Whereas American Pie did something with the bodily fluids, allowing jokes to build on their hilarity until a cathartic breaking point, American Pie Presents... errs on the side of groan-inducing, offering jokes that hew to one of two formulas: harmful substance + penis = funny! Or, if that goal's too lofty for any given setup, gross! = funny! At the beginning of American Pie Presents Band Camp (that's Episode I: The Phantom Hilarity, if you're unfamiliar with the canon's chronology), I began taking notes so I could keep my shit together when it came time to write a review. Halfway through American Pie Presents The Naked Mile (or, Episode II: Attack of the Jizz), I gave up. I can catalog jokes regarding jizz, shit, piss, vomit, dicks, tits, vag, asses, midget-fucking, sheep-fucking and sandwich-fucking until my fingers give up and atrophy in revolt, but what's the point?
Suffice to say, if you're curious as to how pepper spray affects the penis, what happens when you cum on grandma or how a sheep-fucker could be distracted by a fat midget dressed as a sheep (a joke that's totally not telegraphed at all), American Pie Presents... is the quadrilogy for you. If you're at all normal and have access to better comedies and pornography (that's everyone in jizzing distance of a Hollywood Video or Castle Superstore), stay the fuck away -- stay far, far, far the fuck away.

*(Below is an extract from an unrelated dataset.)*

PR #956, opened 2025-02-12
Fix jinja template to parse string like literal

vincent0426:
fix ` template = """{{- prompt_outputs | selectattr(\'type\', \'equalto\', \'FUNCTION_CALL\') | list | replace(\"\\n\",\",\") -}}"""`

### DIFF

A Hustler found in the woods would be more inspiring, and you'd have an entire lifetime to unravel the gratifying mystery of its origins. Even the oral history of Hustlers found in the woods -- a rich tradition dating back centuries -- would be more satisfying than 393 minutes of such mind-numbing mediocrity. If that isn't convincing enough, there is a cumshot in The Naked Mile that's shot Matrix-style throughout its trajectory before it lands simultaneously on a girl's favorite teddy bear and her family portrait. When Todd Solondz does it, it's controversial. When Universal does it, it's business as usual.
But I digress, and revert to my initial query: At whom are these fucking movies aimed? People rent them -- they must. Universal has cranked out four of them. The studio sends out press releases praising their daring. Eugene Levy, who must be the no-standards common whore of the Canadian comedy circuit, has appeared in all four as Noah Levenstein, more often referred to as Jim's Dad -- as in, "Hey, you're Jim's Dad!," exclaimed by people who, as far as we know from the movies, aren't familiar with Jim's exploits. Christ, it's been a decade since he blew his load twice for all the school to see. I don't know how your school operates, but an envelope containing jizz of widely known origin only captured my school's attention for...oh, approximately one semester. A handjob in the darkroom? Three weeks. A gangbang pitting half the school's burnouts against the top-ranking slut? Mere hours, before everyone sobered up. (Incidentally, if you find the phrase "top-ranking slut" offensive, you too should probably stay away from American Pie Presents...).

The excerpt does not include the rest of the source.